3. Formula Rentan Salah Takaran dan Berisiko secara Nutrisi³
Penelitian UNICEF menunjukkan bahwa dalam kondisi darurat, penggunaan susu formula sering tidak ditakar dengan benar, dilarutkan terlalu encer (berisiko malnutrisi), dan dilarutkan terlalu pekat (membebani ginjal bayi)³. Selain itu, formula yang sudah diseduh tidak boleh disimpan lebih dari 2 jam di suhu ruang, ini tentu saja merupakan suatu hal yang sulit diterapkan di ruang pengungsian.
4. Lingkungan Bencana Meningkatkan Risiko Penyakit pada Bayi yang Minum Formula⁴
Dalam Infant Feeding in Emergencies (IFE) Guidance, bayi yang minum formula di situasi krisis mengalami risiko 2× lebih tinggi mengalami diare, lebih rentan terhadap infeksi pernapasan, dan lebih sering membutuhkan layanan kesehatan⁴. Sementara itu, ASI mengandung antibodi (IgA) yang melapisi saluran pencernaan bayi dan melindungi dari penyakit yang umumnya meningkat setelah banjir.
5. ASI adalah Makanan Paling Aman untuk Bayi dalam Situasi Darurat⁵
WHO & UNICEF konsisten merekomendasikan pemberian
Dikarenakan ASI Selalu steril, tidak membutuhkan air, tidak membutuhkan alat, mengandung antibodi dan faktor imun, dan lebih mudah dicerna.

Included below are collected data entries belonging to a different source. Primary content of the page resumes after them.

PR #392, opened 2020-03-22
Split out the GL backend

jwiggins:
This PR aims to separate the Kiva OpenGL backend completely from the agg backend. This has several benefits:
* OpenGL can be avoided on headless installations with no GL libraries installed
* macOS builds on Catalina and later can skip OpenGL without losing agg
* The agg backend becomes a little bit simpler and (possibly) easier to replace with Celiagg

To that end, I've copied all of the GL-specific code from `kiva.agg` into a new `kiva.gl` subpackage. Included in the copy is a very small subset of agg 2.4 which is needed for affine transform, color, and path representations.

This will begin life as a draft PR, because there are a couple of important steps remaining:
* [x] Removal of the OpenGL code from the `kiva.agg` package
* [x] Testing!

PR #455, opened 2020-11-30
Remove some unnecessary empty return statements

rahulporuri:
This PR removes a number of unnecessary empty return statements from the codebase - from `enable`, from `kiva`, from the test suite and from the examples.

Apologies to the reviewer because this is quite an ugly PR to review. I checked each `return` statement to ensure that the empty statement is not part of conditional logic/early `return` from a function/method. Only empty `return`s at the end of functions/methods are removed.

### DIFF
--- a/enable/viewable.py
+++ b/enable/viewable.py
@@ -16,7 +16,6 @@ class Viewable(HasTraits):
     def request_redraw(self):
         # This overrides the default Component request_redraw by asking
         # all of the views to redraw themselves.
-        return
 
     def draw(self, gc, view_bounds=None, mode="default"):
         if len(self.viewports) > 0:
@@ -24,4 +23,3 @@ class Viewable(HasTraits):
                 view.draw(gc, view_bounds, mode)
         else:
             super(Viewable, self).draw(gc, view_bounds, mode)
-        return
--- a/enable/viewable.py
+++ b/enable/viewable.py
@@ -16,6 +16,7 @@ class Viewable(HasTraits):
     def request_redraw(self):
         # This overrides the default Component request_redraw by asking
         # all of the views to redraw themselves.
+        return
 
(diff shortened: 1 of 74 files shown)


enable/viewable.py
```diff
@@ -16,12 +16,10 @@ class Viewable(HasTraits):
     def request_redraw(self):
         # This overrides the default Component request_redraw by asking
         # all of the views to redraw themselves.
-        return
```
jwiggins, line 19: This causes an `IndentationError`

Dalam kondisi pascakrisis, ini menjadi keunggulan yang sangat penting.
6. Formula Tetap Bisa Diberikan dalam Kondisi Khusus (Bukan Larangan Total)
Pernyataan Kemenkes tidak bertujuan melarang secara mutlak, tetapi mengatur agar pemberian hanya dilakukan ketika benar-benar dibutuhkan, yaitu untuk bayi yatim, ibu tidak dapat menyusui karena kondisi medis tertentu, hingga karena rekomendasi dokter atau tenaga kesehatan.
Sebagai bentuk perlindungan tambahan, Lovely Daisy menegaskan bahwa penggunaan susu formula hanya dapat diberikan di bawah pemantauan Dinas Kesehatan kabupaten/kota untuk memastikan keamanannya. Di saat yang sama, pemerintah terus berupaya menjaga pemenuhan gizi anak di wilayah terdampak bencana. Kemenkes telah mengirim ahli gizi, memastikan dapur umum menyediakan makanan khusus balita, serta mendistribusikan makanan tambahan bagi balita dan ibu hamil sejak 28 November 2025.
Rangkaian langkah ini dilakukan agar kebutuhan nutrisi anak tetap terpenuhi tanpa menambah risiko kesehatan di tengah situasi darurat.
Pada akhirnya, kebijakan tidak merekomendasikan susu formula saat banjir bukanlah larangan semata, tetapi langkah perlindungan berbasis bukti ilmiah. Risiko infeksi tinggi, sulitnya memenuhi standar keamanan penyajian formula, dan kerentanan bayi terhadap komplikasi membuat ASI menjadi pilihan paling aman dan protektif dalam kondisi krisis. Formula tetap dapat diberikan bila memang diperlukan, namun harus melalui evaluasi dan pengawasan tenaga kesehatan.
Semoga keadaan di wilayah terdampak segera membaik, bantuan semakin lancar dan merata, serta setiap anak dapat kembali memperoleh lingkungan yang aman dan sehat.
Referensi
¹ WHO. How to Prepare Formula Safely, 2022.
² WHO & FAO. Hygiene and Sterilization for Infant Feeding, 2020.
³ UNICEF. Infant Feeding in Emergencies Operational Guidance, 2017.
⁴ IFE Core Group. Infant and Young Child Feeding in Emergencies Guidelines, 2010.
⁵ WHO & UNICEF. Breastfeeding in Emergencies Guidance, 2020.